◆ Directions:
Transcribe word for word the lines below from the line with "PR #875, opened 2016-04-29" through the line with "PR #879, opened 2016-05-09", ends included.
------------
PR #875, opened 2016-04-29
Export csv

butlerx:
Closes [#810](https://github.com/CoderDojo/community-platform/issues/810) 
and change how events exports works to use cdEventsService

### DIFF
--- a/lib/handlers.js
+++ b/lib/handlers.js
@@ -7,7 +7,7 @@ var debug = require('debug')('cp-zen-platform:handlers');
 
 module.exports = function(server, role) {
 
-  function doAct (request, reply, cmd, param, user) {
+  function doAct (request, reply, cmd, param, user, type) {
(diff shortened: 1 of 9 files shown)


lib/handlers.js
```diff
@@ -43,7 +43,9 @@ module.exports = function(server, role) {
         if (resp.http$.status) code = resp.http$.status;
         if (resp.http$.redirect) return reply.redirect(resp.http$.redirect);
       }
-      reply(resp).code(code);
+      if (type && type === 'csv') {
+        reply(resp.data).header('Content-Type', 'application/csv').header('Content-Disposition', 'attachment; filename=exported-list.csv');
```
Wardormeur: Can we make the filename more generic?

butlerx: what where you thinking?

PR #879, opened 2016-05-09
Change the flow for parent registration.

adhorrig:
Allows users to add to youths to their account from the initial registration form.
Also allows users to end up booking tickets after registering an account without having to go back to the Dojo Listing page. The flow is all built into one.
------------
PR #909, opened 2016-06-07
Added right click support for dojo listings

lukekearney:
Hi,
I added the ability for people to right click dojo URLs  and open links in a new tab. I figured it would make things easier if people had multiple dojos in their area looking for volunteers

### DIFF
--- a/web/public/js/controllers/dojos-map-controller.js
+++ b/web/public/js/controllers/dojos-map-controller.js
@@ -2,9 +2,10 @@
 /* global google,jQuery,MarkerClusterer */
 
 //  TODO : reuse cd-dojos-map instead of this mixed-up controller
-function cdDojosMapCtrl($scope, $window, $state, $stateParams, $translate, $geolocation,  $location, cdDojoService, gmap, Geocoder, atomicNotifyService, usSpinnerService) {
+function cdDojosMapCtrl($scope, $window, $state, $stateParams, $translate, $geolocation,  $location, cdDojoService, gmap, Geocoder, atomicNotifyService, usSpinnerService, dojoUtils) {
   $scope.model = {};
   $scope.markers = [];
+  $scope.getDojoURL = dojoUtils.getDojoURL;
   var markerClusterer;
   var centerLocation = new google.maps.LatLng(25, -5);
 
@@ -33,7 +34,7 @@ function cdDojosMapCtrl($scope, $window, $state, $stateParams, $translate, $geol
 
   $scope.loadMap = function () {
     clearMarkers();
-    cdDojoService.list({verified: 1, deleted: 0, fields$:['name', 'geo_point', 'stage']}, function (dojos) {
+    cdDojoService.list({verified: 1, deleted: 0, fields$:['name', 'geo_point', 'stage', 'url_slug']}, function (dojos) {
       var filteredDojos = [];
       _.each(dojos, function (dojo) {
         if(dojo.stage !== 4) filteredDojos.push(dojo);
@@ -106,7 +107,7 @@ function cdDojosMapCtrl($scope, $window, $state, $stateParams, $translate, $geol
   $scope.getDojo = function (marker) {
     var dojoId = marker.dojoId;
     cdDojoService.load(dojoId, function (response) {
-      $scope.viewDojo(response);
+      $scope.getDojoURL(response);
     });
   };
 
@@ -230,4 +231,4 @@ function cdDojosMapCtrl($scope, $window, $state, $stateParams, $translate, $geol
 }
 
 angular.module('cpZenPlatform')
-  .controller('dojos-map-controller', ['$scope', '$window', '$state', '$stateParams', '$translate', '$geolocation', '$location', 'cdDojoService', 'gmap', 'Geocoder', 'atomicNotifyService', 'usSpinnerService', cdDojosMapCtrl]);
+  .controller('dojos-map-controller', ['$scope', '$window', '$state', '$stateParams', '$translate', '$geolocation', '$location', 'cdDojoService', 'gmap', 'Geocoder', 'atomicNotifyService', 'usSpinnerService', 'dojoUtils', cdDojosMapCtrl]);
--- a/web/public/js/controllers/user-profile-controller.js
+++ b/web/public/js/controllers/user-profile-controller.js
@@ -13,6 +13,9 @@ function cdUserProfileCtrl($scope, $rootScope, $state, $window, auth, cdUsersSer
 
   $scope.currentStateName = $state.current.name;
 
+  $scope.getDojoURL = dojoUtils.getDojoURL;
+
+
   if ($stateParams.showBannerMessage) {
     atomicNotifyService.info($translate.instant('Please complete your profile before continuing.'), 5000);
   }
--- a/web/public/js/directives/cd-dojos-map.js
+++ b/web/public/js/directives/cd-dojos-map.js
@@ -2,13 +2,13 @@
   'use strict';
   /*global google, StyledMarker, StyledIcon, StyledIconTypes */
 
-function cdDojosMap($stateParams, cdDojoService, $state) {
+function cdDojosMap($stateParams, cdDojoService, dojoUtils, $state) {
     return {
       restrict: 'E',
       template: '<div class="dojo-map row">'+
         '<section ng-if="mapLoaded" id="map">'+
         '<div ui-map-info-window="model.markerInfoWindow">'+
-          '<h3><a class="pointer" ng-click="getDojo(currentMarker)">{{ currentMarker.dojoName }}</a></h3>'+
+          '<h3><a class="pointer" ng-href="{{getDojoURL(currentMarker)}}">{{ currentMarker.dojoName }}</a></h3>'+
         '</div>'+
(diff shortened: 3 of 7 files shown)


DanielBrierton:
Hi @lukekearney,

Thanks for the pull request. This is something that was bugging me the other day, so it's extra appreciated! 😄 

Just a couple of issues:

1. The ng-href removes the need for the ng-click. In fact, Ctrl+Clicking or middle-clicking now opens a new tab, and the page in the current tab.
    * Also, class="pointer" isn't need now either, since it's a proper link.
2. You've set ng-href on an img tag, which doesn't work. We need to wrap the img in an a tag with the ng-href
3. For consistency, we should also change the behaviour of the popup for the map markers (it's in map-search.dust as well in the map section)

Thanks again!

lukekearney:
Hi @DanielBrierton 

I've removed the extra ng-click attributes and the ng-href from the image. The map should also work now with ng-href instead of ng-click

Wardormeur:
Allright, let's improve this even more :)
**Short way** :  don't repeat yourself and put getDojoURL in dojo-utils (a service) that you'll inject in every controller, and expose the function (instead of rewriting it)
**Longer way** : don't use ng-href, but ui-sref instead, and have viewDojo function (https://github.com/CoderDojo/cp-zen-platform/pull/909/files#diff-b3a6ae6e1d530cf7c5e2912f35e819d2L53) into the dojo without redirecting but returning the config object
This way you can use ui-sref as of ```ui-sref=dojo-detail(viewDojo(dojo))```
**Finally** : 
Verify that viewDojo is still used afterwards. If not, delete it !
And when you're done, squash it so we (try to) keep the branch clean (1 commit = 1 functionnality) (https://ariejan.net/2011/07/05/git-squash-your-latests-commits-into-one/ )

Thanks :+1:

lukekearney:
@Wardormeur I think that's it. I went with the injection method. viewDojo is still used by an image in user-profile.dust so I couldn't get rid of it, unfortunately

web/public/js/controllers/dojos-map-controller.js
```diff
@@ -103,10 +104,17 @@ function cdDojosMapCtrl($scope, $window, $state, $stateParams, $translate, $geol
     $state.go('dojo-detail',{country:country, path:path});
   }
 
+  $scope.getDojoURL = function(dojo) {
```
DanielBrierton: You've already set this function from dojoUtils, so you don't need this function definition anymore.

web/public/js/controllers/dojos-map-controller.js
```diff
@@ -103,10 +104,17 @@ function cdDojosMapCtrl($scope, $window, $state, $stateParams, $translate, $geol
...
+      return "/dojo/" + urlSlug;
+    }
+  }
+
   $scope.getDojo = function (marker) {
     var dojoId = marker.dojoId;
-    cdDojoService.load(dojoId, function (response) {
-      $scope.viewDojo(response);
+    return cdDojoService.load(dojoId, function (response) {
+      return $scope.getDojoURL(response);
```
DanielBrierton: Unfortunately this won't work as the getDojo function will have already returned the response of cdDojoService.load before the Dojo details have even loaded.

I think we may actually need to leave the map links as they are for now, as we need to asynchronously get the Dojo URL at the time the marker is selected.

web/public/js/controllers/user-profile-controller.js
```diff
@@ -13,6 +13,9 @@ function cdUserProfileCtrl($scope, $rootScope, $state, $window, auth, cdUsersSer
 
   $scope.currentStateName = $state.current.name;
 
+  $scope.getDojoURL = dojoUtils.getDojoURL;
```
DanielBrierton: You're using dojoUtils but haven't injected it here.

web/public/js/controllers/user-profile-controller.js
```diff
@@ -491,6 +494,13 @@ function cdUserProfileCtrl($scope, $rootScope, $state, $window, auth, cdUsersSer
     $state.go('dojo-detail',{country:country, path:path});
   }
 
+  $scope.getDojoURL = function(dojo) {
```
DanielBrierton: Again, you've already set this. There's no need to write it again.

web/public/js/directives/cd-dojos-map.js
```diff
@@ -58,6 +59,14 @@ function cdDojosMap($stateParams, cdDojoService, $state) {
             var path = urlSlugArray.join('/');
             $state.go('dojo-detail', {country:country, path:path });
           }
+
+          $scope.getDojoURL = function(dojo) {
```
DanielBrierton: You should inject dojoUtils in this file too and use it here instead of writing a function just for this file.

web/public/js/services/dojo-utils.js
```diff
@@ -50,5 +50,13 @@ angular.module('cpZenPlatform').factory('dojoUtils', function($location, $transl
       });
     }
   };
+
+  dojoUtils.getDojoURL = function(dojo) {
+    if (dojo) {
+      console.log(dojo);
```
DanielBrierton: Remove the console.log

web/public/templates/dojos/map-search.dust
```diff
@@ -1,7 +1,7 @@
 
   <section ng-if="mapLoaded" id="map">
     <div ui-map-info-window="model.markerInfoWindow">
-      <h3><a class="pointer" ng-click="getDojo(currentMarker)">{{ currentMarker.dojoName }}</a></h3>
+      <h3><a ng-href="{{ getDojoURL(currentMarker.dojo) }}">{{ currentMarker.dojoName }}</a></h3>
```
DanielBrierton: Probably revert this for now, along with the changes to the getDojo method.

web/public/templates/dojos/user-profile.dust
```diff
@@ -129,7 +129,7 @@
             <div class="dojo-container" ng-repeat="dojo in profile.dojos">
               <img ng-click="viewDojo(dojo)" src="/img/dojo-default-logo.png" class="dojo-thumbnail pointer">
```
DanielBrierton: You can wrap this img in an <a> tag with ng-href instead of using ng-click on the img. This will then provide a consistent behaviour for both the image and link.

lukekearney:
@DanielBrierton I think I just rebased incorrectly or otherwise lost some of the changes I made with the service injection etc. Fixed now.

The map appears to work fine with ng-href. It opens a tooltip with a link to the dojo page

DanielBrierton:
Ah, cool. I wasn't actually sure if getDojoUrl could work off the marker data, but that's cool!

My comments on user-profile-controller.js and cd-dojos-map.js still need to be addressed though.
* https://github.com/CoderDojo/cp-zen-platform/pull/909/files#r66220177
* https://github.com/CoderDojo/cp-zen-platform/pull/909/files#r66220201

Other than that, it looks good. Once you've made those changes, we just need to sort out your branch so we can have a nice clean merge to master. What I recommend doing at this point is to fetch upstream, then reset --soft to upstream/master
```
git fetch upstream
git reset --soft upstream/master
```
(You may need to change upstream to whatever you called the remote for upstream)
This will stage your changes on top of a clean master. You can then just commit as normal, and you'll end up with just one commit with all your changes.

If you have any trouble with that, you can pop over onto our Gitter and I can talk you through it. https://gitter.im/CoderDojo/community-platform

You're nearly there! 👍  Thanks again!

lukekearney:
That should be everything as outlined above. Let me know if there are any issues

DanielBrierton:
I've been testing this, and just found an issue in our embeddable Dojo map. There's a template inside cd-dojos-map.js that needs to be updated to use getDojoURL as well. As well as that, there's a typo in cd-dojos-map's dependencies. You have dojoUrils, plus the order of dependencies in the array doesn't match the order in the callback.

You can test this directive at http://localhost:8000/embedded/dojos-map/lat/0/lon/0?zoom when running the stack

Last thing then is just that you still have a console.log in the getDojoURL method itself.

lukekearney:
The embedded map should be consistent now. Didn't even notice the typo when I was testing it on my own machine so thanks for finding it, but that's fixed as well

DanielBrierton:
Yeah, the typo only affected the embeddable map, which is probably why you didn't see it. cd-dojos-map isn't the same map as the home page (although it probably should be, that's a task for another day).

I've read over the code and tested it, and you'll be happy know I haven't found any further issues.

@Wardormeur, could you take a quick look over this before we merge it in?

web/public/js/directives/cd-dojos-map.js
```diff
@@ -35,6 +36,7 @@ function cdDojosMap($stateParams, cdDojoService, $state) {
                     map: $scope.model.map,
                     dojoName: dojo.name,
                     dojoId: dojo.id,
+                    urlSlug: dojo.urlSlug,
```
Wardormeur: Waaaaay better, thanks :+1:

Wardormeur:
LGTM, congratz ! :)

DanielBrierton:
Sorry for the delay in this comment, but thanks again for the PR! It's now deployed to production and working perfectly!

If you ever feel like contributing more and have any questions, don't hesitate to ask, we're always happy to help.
------------
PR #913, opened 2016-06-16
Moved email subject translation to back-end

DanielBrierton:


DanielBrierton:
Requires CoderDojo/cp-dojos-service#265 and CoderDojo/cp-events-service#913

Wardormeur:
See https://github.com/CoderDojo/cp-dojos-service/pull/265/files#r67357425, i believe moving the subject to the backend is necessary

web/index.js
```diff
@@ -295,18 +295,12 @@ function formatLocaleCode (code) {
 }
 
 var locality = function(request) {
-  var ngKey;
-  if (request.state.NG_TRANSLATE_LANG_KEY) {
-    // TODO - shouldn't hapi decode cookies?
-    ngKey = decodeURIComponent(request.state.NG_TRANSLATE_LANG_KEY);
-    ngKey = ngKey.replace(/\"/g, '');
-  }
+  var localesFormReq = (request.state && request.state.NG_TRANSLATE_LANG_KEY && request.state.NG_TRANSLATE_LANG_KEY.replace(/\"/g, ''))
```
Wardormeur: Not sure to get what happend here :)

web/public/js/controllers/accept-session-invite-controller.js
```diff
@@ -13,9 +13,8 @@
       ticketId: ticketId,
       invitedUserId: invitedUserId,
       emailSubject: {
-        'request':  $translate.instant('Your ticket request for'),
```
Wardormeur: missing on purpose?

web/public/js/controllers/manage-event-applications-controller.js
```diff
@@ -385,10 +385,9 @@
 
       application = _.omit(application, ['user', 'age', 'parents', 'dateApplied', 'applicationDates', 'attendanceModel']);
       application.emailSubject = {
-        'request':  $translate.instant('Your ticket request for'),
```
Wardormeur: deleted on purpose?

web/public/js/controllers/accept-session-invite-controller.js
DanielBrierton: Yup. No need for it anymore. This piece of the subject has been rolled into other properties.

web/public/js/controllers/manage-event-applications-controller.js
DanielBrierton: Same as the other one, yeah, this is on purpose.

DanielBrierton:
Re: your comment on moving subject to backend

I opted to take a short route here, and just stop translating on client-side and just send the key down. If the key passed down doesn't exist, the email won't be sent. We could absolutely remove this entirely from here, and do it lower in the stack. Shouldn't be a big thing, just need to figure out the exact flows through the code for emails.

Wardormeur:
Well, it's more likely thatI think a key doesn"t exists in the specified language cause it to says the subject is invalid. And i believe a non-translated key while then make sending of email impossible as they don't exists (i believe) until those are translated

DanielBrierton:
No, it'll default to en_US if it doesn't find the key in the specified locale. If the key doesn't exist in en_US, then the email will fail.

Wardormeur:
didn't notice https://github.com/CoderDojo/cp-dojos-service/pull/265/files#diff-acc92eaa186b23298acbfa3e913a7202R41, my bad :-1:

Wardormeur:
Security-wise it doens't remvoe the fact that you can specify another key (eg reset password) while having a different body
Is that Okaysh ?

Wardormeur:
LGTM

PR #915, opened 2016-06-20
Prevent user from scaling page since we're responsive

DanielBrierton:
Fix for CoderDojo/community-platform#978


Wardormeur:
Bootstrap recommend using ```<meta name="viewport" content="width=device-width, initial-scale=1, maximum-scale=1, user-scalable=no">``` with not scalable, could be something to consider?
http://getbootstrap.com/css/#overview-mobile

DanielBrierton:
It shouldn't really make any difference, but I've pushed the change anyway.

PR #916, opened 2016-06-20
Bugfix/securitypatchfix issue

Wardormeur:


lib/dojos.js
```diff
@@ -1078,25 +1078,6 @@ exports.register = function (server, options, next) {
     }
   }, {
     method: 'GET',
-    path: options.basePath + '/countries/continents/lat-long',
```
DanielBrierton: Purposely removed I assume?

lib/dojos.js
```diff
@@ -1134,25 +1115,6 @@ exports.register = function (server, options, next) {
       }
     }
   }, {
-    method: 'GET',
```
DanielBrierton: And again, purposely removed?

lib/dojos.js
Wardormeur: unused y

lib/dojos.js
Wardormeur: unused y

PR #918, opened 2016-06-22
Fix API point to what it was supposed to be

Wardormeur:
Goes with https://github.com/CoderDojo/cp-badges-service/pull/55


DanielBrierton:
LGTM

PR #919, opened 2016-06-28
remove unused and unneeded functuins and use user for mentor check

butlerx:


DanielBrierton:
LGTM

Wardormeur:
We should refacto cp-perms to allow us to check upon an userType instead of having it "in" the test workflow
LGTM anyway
------------
◆ Result for this task:
PR #875, opened 2016-04-29
Export csv

butlerx:
Closes [#810](https://github.com/CoderDojo/community-platform/issues/810) 
and change how events exports works to use cdEventsService

### DIFF
--- a/lib/handlers.js
+++ b/lib/handlers.js
@@ -7,7 +7,7 @@ var debug = require('debug')('cp-zen-platform:handlers');
 
 module.exports = function(server, role) {
 
-  function doAct (request, reply, cmd, param, user) {
+  function doAct (request, reply, cmd, param, user, type) {
(diff shortened: 1 of 9 files shown)


lib/handlers.js
```diff
@@ -43,7 +43,9 @@ module.exports = function(server, role) {
         if (resp.http$.status) code = resp.http$.status;
         if (resp.http$.redirect) return reply.redirect(resp.http$.redirect);
       }
-      reply(resp).code(code);
+      if (type && type === 'csv') {
+        reply(resp.data).header('Content-Type', 'application/csv').header('Content-Disposition', 'attachment; filename=exported-list.csv');
```
Wardormeur: Can we make the filename more generic?

butlerx: what where you thinking?

PR #879, opened 2016-05-09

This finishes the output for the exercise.